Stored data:
━━━━━━━━━━━━━━━━━━━━

PR #932, opened 2020-01-14
Adds explicit authentication with JSON credentials to BQ snippets

telpirion:
This pull request adds the following region tag:
- bigquery_client_json_credentials

The Python canonical is here:
https://github.com/GoogleCloudPlatform/python-docs-samples/blob/1a87fb3e076d60ec6bde274c9aecf7dc5296a43b/bigquery/cloud-client/authenticate_service_account.py

### DIFF
--- a/bigquery/api/Snippets/AuthenticateServiceAccount.cs
+++ b/bigquery/api/Snippets/AuthenticateServiceAccount.cs
@@ -1,0 +1,32 @@
+﻿using Google.Apis.Auth.OAuth2;
+using Google.Cloud.BigQuery.V2;
+using System;
+
+public class BigQueryAuthenticateServiceAccount
+{
+    public void AuthenticateWithServiceAccount(string projectId,
+                                               string jsonPath)
+    {
+        // [START bigquery_client_json_credentials]
+        var credentials = GoogleCredential.FromFile(jsonPath);
+        var client = BigQueryClient.Create(projectId, credentials);
+        // [END bigquery_client_json_credentials]
+
+        // Use the client
+        string query = @"
+            SELECT name FROM `bigquery-public-data.usa_names.usa_1910_2013`
+            WHERE state = 'TX'
+            LIMIT 100";
+        BigQueryJob job = client.CreateQueryJob(
+            sql: query,
+            parameters: null,
+            options: new QueryOptions { UseQueryCache = false });
+        // Wait for the job to complete.
+        job = job.PollUntilCompleted().ThrowOnAnyError();
+        // Display the results
+        foreach (BigQueryRow row in client.GetQueryResults(job.Reference))
+        {
+            Console.WriteLine($"{row["name"]}");
+        }
+    }
+}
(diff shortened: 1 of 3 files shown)


bigquery/api/Snippets/AuthenticateServiceAccount.cs
```diff
@@ -0,0 +1,32 @@
+﻿using Google.Apis.Auth.OAuth2;
```
amanda-tarafa: You are missing the license here. Remember to change the year to 2020 if you copy it from another sample.

bigquery/api/Snippets/AuthenticateServiceAccount.cs
```diff
@@ -0,0 +1,32 @@
...
+                                               string jsonPath)
+    {
+        // [START bigquery_client_json_credentials]
+        var credentials = GoogleCredential.FromFile(jsonPath);
+        var client = BigQueryClient.Create(projectId, credentials);
+        // [END bigquery_client_json_credentials]
+
+        // Use the client
+        string query = @"
+            SELECT name FROM `bigquery-public-data.usa_names.usa_1910_2013`
```
amanda-tarafa: nit: move the FROM to its own line.

bigquery/api/Snippets/Test.cs
```diff
@@ -37,13 +38,23 @@ public class BigQueryTest : IDisposable, IClassFixture<RandomBucketFixture>
...
         _stringOut = new StringWriter();
         Console.SetOut(_stringOut);
     }
 
+    [Fact]
+    public void TestAuthenticateServiceAccount()
+    {
+        var snippet = new BigQueryAuthenticateServiceAccount();
+        snippet.AuthenticateWithServiceAccount(_projectId, _jsonPath);
+        var outputLines = _stringOut.ToString().Trim().Split(new[] { '\n' });
```
amanda-tarafa: The params keyword on the `Split (params char[] separator)` declaration means that you don't need to create the char array, you can simply do `.Split('\n')` or even (if you wanted to split on several characters) `.Split(',', ';', ':')`. 
Also, isntead of using '\n' consider using [`Environment.NewLine`](https://docs.microsoft.com/en-us/dotnet/api/system.environment.newline?view=netframework-4.8) so as to have into account the possibility of different new line characters. So it should look like this:
```suggestion
        var outputLines = _stringOut.ToString().Trim().Split(Environment.NewLine);
```

bigquery/api/Snippets/AuthenticateServiceAccount.cs
telpirion: Done

bigquery/api/Snippets/AuthenticateServiceAccount.cs
telpirion: Done

bigquery/api/Snippets/Test.cs
telpirion: Done

PR #937, opened 2020-01-21
Specifies UTF-8 encoding for output of Translation response 

telpirion:
This updates two code samples:

- [START translate_translate_text]
- [START translate_quickstart]

This change allows the console to output non Latin characters (e.g. Cyrillic, Chinese, Greek).


telpirion:
Thank you for the review!

PR #939, opened 2020-01-22
Changes references to Features type to be more qualified

telpirion:
These changes removes a static using statement in the Natural Language samples and replaces instances of the Features class with the more qualified AnnotateTextRequest.Types.Features.

This affects the following regions tags / code snippets:

- language_syntax_gcs
- language_syntax_text


telpirion:
Thank you for the review!

PR #942, opened 2020-01-28
Add Secret Manager IAM samples

sethvargo:


sethvargo:
Failed linux tests are for Dialogflow

sethvargo:
Hey @amanda-tarafa do you have any feedback on this?

secretmanager/api/SecretManagerSample/Program.cs
```diff
@@ -362,6 +380,88 @@ public static void GetSecret(string projectId, string secretId)
...
+        /// <code>IAMGrantAccess("my-project", "my-secret", "user:foo@example.com")</code>
+        /// </example>
+        public static void IAMGrantAccess(string projectId, string secretId, string member)
+        {
+            SecretManagerServiceClient client = SecretManagerServiceClient.Create();
+
+            // Create the request to get the current IAM policy.
+            var getRequest = new GetIamPolicyRequest
+            {
+                ResourceAsResourceName = new SecretName(projectId, secretId),
```
amanda-tarafa: This should probably be called something like SecretAsSecretName, so there's probably something missing in the proto annotations. Nothing to do with you though. Let me check internally.

secretmanager/api/SecretManagerSample/Program.cs
```diff
@@ -362,6 +380,88 @@ public static void GetSecret(string projectId, string secretId)
...
+            // Get the current IAM policy.
+            var policy = client.GetIamPolicy(getRequest);
+
+            // Add the user to the list of bindings.
+            policy.AddRoleMember("roles/secretmanager.secretAccessor", member);
+
+            // Create the request to update the IAM policy.
+            var setRequest = new SetIamPolicyRequest
+            {
+                ResourceAsResourceName = new SecretName(projectId, secretId),
```
amanda-tarafa: And same here. And the others.

secretmanager/api/SecretManagerTest/SamplesTest.cs
```diff
@@ -30,6 +30,7 @@ namespace GoogleCloudSamples
     public class SampleTests : IClassFixture<SecretsFixture>
     {
         private static readonly string s_projectId = Environment.GetEnvironmentVariable("GOOGLE_PROJECT_ID");
+        private static readonly string s_iamUser = $"user:sethvargo@google.com";
```
amanda-tarafa: Hmmm, don't think this should be public like this. Use an env variable that we can set on CI

secretmanager/api/SecretManagerSample/Program.cs
amanda-tarafa: Nope, scratch that, this is alright since the GetIamPolicyRequest message is from the IAM API and it's used to get policies for all kinds of resources.

secretmanager/api/SecretManagerSample/Program.cs
amanda-tarafa: See my comment above.

secretmanager/api/SecretManagerTest/SamplesTest.cs
sethvargo: Can you please create a new service account in the project for me? Then we can update this to use that service account and pull its value from an environment variable.

sethvargo: Please set the value of `DOTNET_SECRETMANAGER_SAMPLES_IAM_USER` to `serviceAccount:<email>`.

secretmanager/api/SecretManagerTest/SamplesTest.cs
```diff
@@ -30,6 +30,7 @@ namespace GoogleCloudSamples
     public class SampleTests : IClassFixture<SecretsFixture>
     {
         private static readonly string s_projectId = Environment.GetEnvironmentVariable("GOOGLE_PROJECT_ID");
+        private static readonly string s_iamUser = Environment.GetEnvironmentVariable("DOTNET_SECRETMANAGER_SAMPLES_IAM_USER");
```
amanda-tarafa: Actually, so we don't have to set the environment variable, consider something like this:

```
var credential = ((ServiceAccountCredential)GoogleCredential.GetApplicationDefault().UnderlyingCredential);
string email = credential.Id;
```
This will give you the email address of the service account that executes the tests. Would that work for you?

sethvargo: That will break for people who run tests locally though:

```text
Unable to cast object of type 'Google.Apis.Auth.OAuth2.UserCredential' to type 'Google.Apis.Auth.OAuth2.ServiceAccountCredential'.
```

IAM also requires that the entity is prefixed with the type (e.g. `serviceAccount:foo@bar.com`, `user:foo@bar.com`, `group:foo@bar.com`). I suppose we could add a big switch statement, but that feels like a lot of investment vs just making a static service account for these tets.

amanda-tarafa: Hmmm, true (I run locally with a service account but still might be someone who doesn't).
I'll set up the env variable then.

sethvargo: Done

PR #951, opened 2020-02-08
add synthesize-file-line

newhillchan:
synthesize file line by line with multi threads (for simplicity, text file only)

synthesize with guid instead of file content

report performance of synthesizing


newhillchan:
@googlebot I signed it!

PR #953, opened 2020-02-10
Cloud Talent solution v4 PART 1

munkhuushmgl:


amanda-tarafa:
@munkhuushmgl I probably won't get to this until next week. Let's chat later if you need me to take a look before that.

munkhuushmgl:
> @munkhuushmgl I probably won't get to this until next week. Let's chat later if you need me to take a look before that.

Thats okay, this is not urgent.

jobs/api/v4/JobsSample/CreateCompanySample.cs
```diff
@@ -0,0 +1,49 @@
...
+            string parent = TenantName.Format(projectId, tenantId);
+            Company company = new Company
+            {
+                DisplayName = displayName,
+                ExternalId = externalId
+            };
+
+            CreateCompanyRequest request = new CreateCompanyRequest
+            {
+                Parent = parent,
```
amanda-tarafa: nit: Is there something like `ParentAsParentName`? Then you can use:
(on line 26) `ParentName parent = TenantName.From(projectId, tenantId);`

(on line 35) `ParentAsParentName = parent;`

munkhuushmgl: I have changed all string values into Specific Objects [TenantName, ProjectName, ParentAsTenantOrProjectNameOneof ]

━━━━━━━━━━━━━━━━━━━━

Your task =>
Copy out all the lines of the records that include "Features".

Output for this exercise =>
Changes references to Features type to be more qualified
These changes removes a static using statement in the Natural Language samples and replaces instances of the Features class with the more qualified AnnotateTextRequest.Types.Features.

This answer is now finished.